Conclusion
Our findings highlight NOX4's potential as a therapeutic target in GC, where modulation can enhance efficacy of ferroptosis-inducing treatments, offering a promising strategy for combating this malignancy.
Methods
We evaluated NOX4 expression in GC tissues via immunohistochemistry and analyzed correlations with clinicopathological characteristics using TCGA and clinical data. Impacts of manipulating NOX4 levels on GC cell invasiveness, proliferation, and sensitivity to ferroptosis inducers were investigated.
Objective
We assessed NOX4 expression in gastric cancer (GC), its prognostic significance, and underlying mechanisms, focusing on promoting ferroptosis through increased ROS production.
Results
Significantly higher NOX4 expression in GC tissues versus normal adjacent tissues correlated with decreased overall survival and increased tumor aggressiveness.
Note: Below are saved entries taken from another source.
PR #3260, opened 2024-01-16
TASK: Fix some nullable php doc types

mhsdesign:
I ran phpstan level 3 once on flow. And it seems we dont specifiy the nullable types correctly, but we document them in the doc string.
So i wrote a little helping script that would add the `|null` php doc annotation to all `@param` and `@return` types if we specify `or NULL` in the message. I carefully reviewed every change and made additionally some manual changes and corrected things. This is completely non breaking as only doc comments are being touched.

This will help for migrating to phpstan level 3.

**Upgrade instructions**

**Review instructions**

**Checklist**

### DIFF
--- a/Neos.Flow/Classes/Cli/Response.php
+++ b/Neos.Flow/Classes/Cli/Response.php
@@ -118,7 +118,7 @@ class Response
     /**
      * Sets color support / styled output to yes, no or auto detection
      *
-     * @param boolean $colorSupport true, false or NULL (= autodetection)
+     * @param boolean|null $colorSupport true, false or NULL (= autodetection)
      * @return void
      */
     public function setColorSupport(bool $colorSupport): void
--- a/Neos.Flow/Classes/Cli/Response.php
+++ b/Neos.Flow/Classes/Cli/Response.php
@@ -47,12 +47,12 @@ class Response
     private $content = '';
 
     /**
-     * @var
+     * @var bool|null
      */
     private $colorSupport;
 
     /**
-     * @var
+     * @var int
      */
     private $outputFormat = self::OUTPUTFORMAT_STYLED;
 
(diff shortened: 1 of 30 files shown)


dlubitz (approved):
LGTM

Neos.Flow/Classes/Cli/Response.php
```diff
@@ -118,10 +118,10 @@ public function getContent(): string
     /**
      * Sets color support / styled output to yes, no or auto detection
      *
-     * @param boolean $colorSupport true, false or NULL (= autodetection)
+     * @param boolean|null $colorSupport true, false or NULL (= autodetection)
      * @return void
      */
-    public function setColorSupport(bool $colorSupport): void
+    public function setColorSupport(bool|null $colorSupport): void
```
kitsunet, line 124: Already has a type hint so I don't see how anyone would use it with NULL at this point and no one has missed it, I think it would be better to remove the reference to NULL from the doc block. We might consider deprecating this altogether and just auto detecting even.

kitsunet (approved):
see comment, otherwise LGTM

Neos.Flow/Classes/Cli/Response.php
mhsdesign: Yes one part of me agrees and i initially thought so too. But the whole class is build to allow `$colorSupport` to be null, and it is the default. This reset is unlikely to be used - especially as the `setColorSupport` is not even used currently - but most of our cli stuff should probably refactored and i just wanted to restore it to a consistent state.

mhsdesign: Oh i overread this

> We might consider deprecating this altogether and just auto detecting even.

this is the way.

Will do in a followup.

kitsunet: yeah fine by me.

PR #3263, opened 2024-01-17
TASK: Remove dead condition in `FlowAnnotationDriver`

mhsdesign:
phpStan rightfully complains in the `FlowAnnotationDriver` about this dead code.

We foreach over the `$tableAnnotation->uniqueConstraints` as `$uniqueConstraint`. But in Line 251 we reassign the variable `$uniqueConstraint` to `['columns' => $uniqueConstraint->columns];` and thus the check `if (!empty($uniqueConstraint->options))` will always fail.

The code was introduced as fix via https://github.com/neos/flow-development-collection/commit/012f0e76a3169ed9b30b2dd23698718c4d550782, but it could never have worked as intended.

One can only guess but this might be the actual intention of the code.

```php
foreach ($tableAnnotation->uniqueConstraints as $uniqueConstraint) {
    $someOtherVariableName = ['columns' => $uniqueConstraint->columns];
    if (!empty($uniqueConstraint->options)) {
        $someOtherVariableName['options'] = $uniqueConstraint->options;
    }
    if (!empty($uniqueConstraint->name)) {
        $primaryTable['uniqueConstraints'][$uniqueConstraint->name] = $someOtherVariableName;
    } else {
        $primaryTable['uniqueConstraints'][] = $someOtherVariableName;
    }
}
```

But as this behaviour is now untouched since Flow 2, it might be already functioning correctly - and thus the dead conditions were removed.

**Upgrade instructions**

**Review instructions**

**Checklist**

### DIFF
--- a/Neos.Flow/Classes/Persistence/Doctrine/Mapping/Driver/FlowAnnotationDriver.php
+++ b/Neos.Flow/Classes/Persistence/Doctrine/Mapping/Driver/FlowAnnotationDriver.php
@@ -249,14 +249,7 @@ class FlowAnnotationDriver implements DoctrineMappingDriverInterface, PointcutFi
             if ($tableAnnotation->uniqueConstraints !== null) {
                 foreach ($tableAnnotation->uniqueConstraints as $uniqueConstraint) {
                     $uniqueConstraint = ['columns' => $uniqueConstraint->columns];
-                    if (!empty($uniqueConstraint->options)) {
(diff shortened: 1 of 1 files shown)


kdambekalns:
I think it was not intended back then. The loop in line 150 uses `as $indexAnnotation`, but the loop in line 161 uses `as $uniqueConstraint` – if it had used `…Annotation` as well, it would have worked as intended, instead of overwriting itself, so to speak.

So, maybe fix it, instead of drop it?

PR #3536, opened 2026-02-02
FEATURE: Add MCP support for Flow's request handling cycle

nezaniel:
This adjusts the RequestBodyParsingMiddleware so that the request body can be processed by an MCP server.

**Upgrade instructions**

none

**Review instructions**

this should not have any side effects on anything, but I'm not sure

**Checklist**

- [X] Code follows the PSR-12 coding style
- [X] The PR is created against the 8.3 branch (https://www.neos.io/features/release-roadmap.html)

### DIFF
--- a/Neos.Flow/Classes/Http/Middleware/RequestBodyParsingMiddleware.php
+++ b/Neos.Flow/Classes/Http/Middleware/RequestBodyParsingMiddleware.php
@@ -51,6 +51,9 @@ class RequestBodyParsingMiddleware implements MiddlewareInterface
     protected function parseRequestBody(ServerRequestInterface $httpRequest)
     {
         $requestBody = $httpRequest->getBody()->getContents();
+        if ($httpRequest->getBody()->isSeekable()) {
+            $httpRequest->getBody()->rewind();
+        }
         if ($requestBody === null || $requestBody === '') {
             return $requestBody;
         }


kdambekalns (commented):
To be honest: The explanation does not explain why this is needed. Could you elaborate on that a bit more?

Maybe even in a way that is more generic? Because, why should we do this only for MCP? Surely it's not MCP-specific?

nezaniel:
Converting to draft as there are more things to be considered as well.

As far as I understood it, the [mcp/sdk](https://github.com/modelcontextprotocol/php-sdk) server uses the request  body in a way that also supports streaming, meaning it cannot consume an already resolved request body.  My interpretation (not knowledge) would be that this affects everything of (potential) content-type "text/event-stream", whether MCP or not.

I'm not exactly sure whether this belongs on framework level as I can do the rewind in my MCP base controller as well with the same working result.

nezaniel:
I've managed to get streaming working with our base MCP controller (see https://github.com/sitegeist/Sitegeist.Pandora). The handling of "text/event-stream" must imho be done by Flow's request handler (we currently use a custom one). I'd like to discuss a possible implementation (it might be enough to just check the response content type) and target version. As this is a new feature, I guess it would go to 9.2?

kdambekalns:
Looking at the `SseRequestHandler` in Sitegeist.Pandora it seems there is more code to bring into Flow. I'd be fine with 9.2 (still), if that works for you. 😎

nezaniel:
As we have a working custom solution now (it's on Neos 8 anyway), I'd be fine with 9.3 as well as this might need some discussion and has no need for haste

Neos.Flow/Classes/Http/Middleware/RequestBodyParsingMiddleware.php
```diff
@@ -51,6 +51,9 @@ public function process(ServerRequestInterface $request, RequestHandlerInterface
     protected function parseRequestBody(ServerRequestInterface $httpRequest)
     {
         $requestBody = $httpRequest->getBody()->getContents();
+        if ($httpRequest->getBody()->isSeekable()) {
```
kitsunet, line 54: I wonder if we shouldn't actually NOT get the contents here at all, if the body isn't seekable. Because that will certainly a problem later on, if you can't retrieve the body content again.

PR #3538, opened 2026-02-19
TASK: Replace broken signal "compiledClasses" with "afterCompile"

dlubitz:
This replaces the broken signal `compiledClasses`, which has never worked as it was missing the manual signal dispatch, because the Compiler is not proxied.

This is a preparation for https://github.com/neos/flow-development-collection/issues/3480, which needs a new slighlty different signal.

This also fixes the AnnotationCacheFlusher dependency injection, to get this working again.

### DIFF
--- a/Neos.Flow/Classes/Cache/AnnotationsCacheFlusher.php
+++ b/Neos.Flow/Classes/Cache/AnnotationsCacheFlusher.php
@@ -16,8 +16,8 @@ namespace Neos\Flow\Cache;
 use Neos\Cache\Exception\NoSuchCacheException;
 use Neos\Flow\Annotations as Flow;
 use Neos\Flow\Configuration\ConfigurationManager;
-use Neos\Flow\Reflection\ReflectionService;
 use Neos\Flow\Log\Utility\LogEnvironment;
+use Neos\Flow\Reflection\ReflectionService;
 use Psr\Log\LoggerInterface;
 
 /**
@@ -58,6 +58,26 @@ final class AnnotationsCacheFlusher
      */
     private $annotationToCachesMap = [];
 
+    public function injectLogger(LoggerInterface $logger): void
+    {
+        $this->logger = $logger;
+    }
+
+    public function injectConfigurationManager(ConfigurationManager $configurationManager): void
+    {
+        $this->configurationManager = $configurationManager;
+    }
+
+    public function injectCacheManager(CacheManager $cacheManager): void
+    {
+        $this->cacheManager = $cacheManager;
+    }
+
+    public function injectReflectionService(ReflectionService $reflectionService): void
+    {
+        $this->reflectionService = $reflectionService;
+    }
+
     /**
      * Register an annotation that should trigger a cache flush
      *
@@ -70,11 +90,11 @@ final class AnnotationsCacheFlusher
     }
 
     /**
-     * A slot that flushes caches as needed if classes with specific annotations have changed @see registerAnnotation()
-     *
-     * @param array<string> $classNames The full class names of the classes that got compiled
+     * A slot that flushes caches as needed if classes with specific annotations have changed @param array<string> $classNames The full class names of the classes that got compiled
      * @return void
      * @throws NoSuchCacheException
+     * @see registerAnnotation()
+     *
      */
     public function flushConfigurationCachesByCompiledClass(array $classNames): void
     {
--- a/Neos.Flow/Classes/ObjectManagement/Proxy/Compiler.php
+++ b/Neos.Flow/Classes/ObjectManagement/Proxy/Compiler.php
@@ -15,6 +15,7 @@ use Neos\Cache\Frontend\PhpFrontend;
 use Neos\Flow\Annotations as Flow;
 use Neos\Flow\ObjectManagement\CompileTimeObjectManager;
 use Neos\Flow\Reflection\ReflectionService;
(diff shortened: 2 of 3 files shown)


kdambekalns (approved):
👍 by 👀

Neos.Flow/Classes/Cache/AnnotationsCacheFlusher.php
```diff
@@ -1,107 +0,0 @@
...
-     */
-    private $annotationToCachesMap = [];
-
-    /**
-     * Register an annotation that should trigger a cache flush
-     *
-     * @param string $annotationClassName fully qualified class name of the annotation
-     * @param string[] $cacheNames Cache names to flush if a class containing the given annotation is compiled (e.g. ["Flow_Mvc_Routing_Route", Flow_Mvc_Routing_Resolve"])
-     */
-    public function registerAnnotation(string $annotationClassName, array $cacheNames): void
```
mhsdesign, line 67: as it seems in 8.3 there are no usages though Neos 9.0 introduced a feature which requires this flushing:

```php
$annotationsCacheFlusher->registerAnnotation(Flow\Route::class, ['Flow_Mvc_Routing_Route', 'Flow_Mvc_Routing_Resolve']);
```

https://github.com/neos/flow-development-collection/pull/3325

So we rather need to repair the `AnnotationsCacheFlusher` at least for Neos version 9.0 but then it does not make sense to go through the hassle of removing this here first.

Im not aware that anyone else uses the `AnnotationsCacheFlusher` though removing classes and methods in a patch level release is always nasty as it will let your Flow application die instantly. Even if the functionality - like here - was a noop, its always good to leave an empty deprecated facade.

Under these circumstances id rather like to see the introduction of a new `afterCompile` in this pr and also the fix of the `AnnotationsCacheFlusher`. Doesnt this make sense the most and introduces the least hassle - also during up-merges and for people updating?

I know i was absent in your team meetings so if you decided something else and all agree fell free to also ignore my proposal, though Neos 9.0 needs to have its new `Flow\Route` feature fixed at some point.

mhsdesign: Actually even though the `Route` annotation feature was only lately released the whole annotation flushing existed years before hand via https://github.com/neos/flow-development-collection/pull/2461 and was especially created for this _with_ the broken signal. And as the annotation came only lately we never noticed it being broken - though i recall having to manually flush caches indeed when using the route annotation.

So i a full +1 for renaming the signal to  `afterCompile` as the previous name was never working, but please keep the `AnnotationsCacheFlusher` intact.

kdambekalns: Ultimately this is needed for https://github.com/neos/flow-development-collection/pull/3535 which is targeted at 8.3, that's why the removal is planned.

Repair would thus rather make use of the new signal!?

mhsdesign (changes requested):

Neos.Flow/Classes/Cache/AnnotationsCacheFlusher.php
mhsdesign: Yes in my head that would be the best. Add the new signal here. Use it with the `AnnotationsCacheFlusher`. Everyone is happy. The xdebug pr would just use the new signal then.

dlubitz: TBH I don't want to repair the AnnotationsCacheFlusher as it has never been working. The signal never was dispatched and there is no code which register annotations yet.

I'm fine with keeping the class, so someone can fix it and connect it then to the new signal. But I'd like to get the xdebug feature merged soonish, as this provides a better development experience as the broken AnnotationsCacheFlusher.

mhsdesign: > and there is no code which register annotations yet

not in 8.3 but in 9.0. And yes i will help fix the `AnnotationsCacheFlusher`:)
So if this pr keeps the class alive ill prepare a bugfix once the new signal is merged with the other pr:)

dlubitz:
As discussed, I've changed the PR to replace the signal and fix the AnnotationCacheFlusher.

mhsdesign (approved):
Thank you so much! Will test it with the upmerge to 9.0 before the patch release:)

kitsunet (approved):
<3

Neos.Flow/Classes/ObjectManagement/Proxy/Compiler.php
```diff
@@ -188,32 +203,36 @@ public function compile()
         $compiledClasses = [];
         foreach ($this->objectManager->getRegisteredClassNames() as $fullOriginalClassNames) {
             foreach ($fullOriginalClassNames as $fullOriginalClassName) {
+                $proxyClassIdentifier = str_replace('\\', '_', $fullOriginalClassName);
+                $class = new \ReflectionClass($fullOriginalClassName);
```
mhsdesign, line 207: during upmerge i only noticed the change of this line.

Now we reflect _more_ than beforehand as also the `else` case of `isset($this->proxyClasses[$fullOriginalClassName])` needs `$class->getFileName();`

I cant say how many classes are now additionally reflected but we should keep this in mind in case we notice the proxy building to be slower? But then again it should be fast enough.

NOX4 was an independent predictor of poor prognosis. Functionally, NOX4 manipulation influenced ROS levels, with overexpression enhancing production. Inhibition of NOX4 or application of antioxidants reduced cancer cell invasion and proliferation. Importantly, NOX4-overexpressing cells showed increased sensitivity to ferroptosis inducers, indicating synergistic effects between NOX4 and ferroptosis in suppressing GC progression.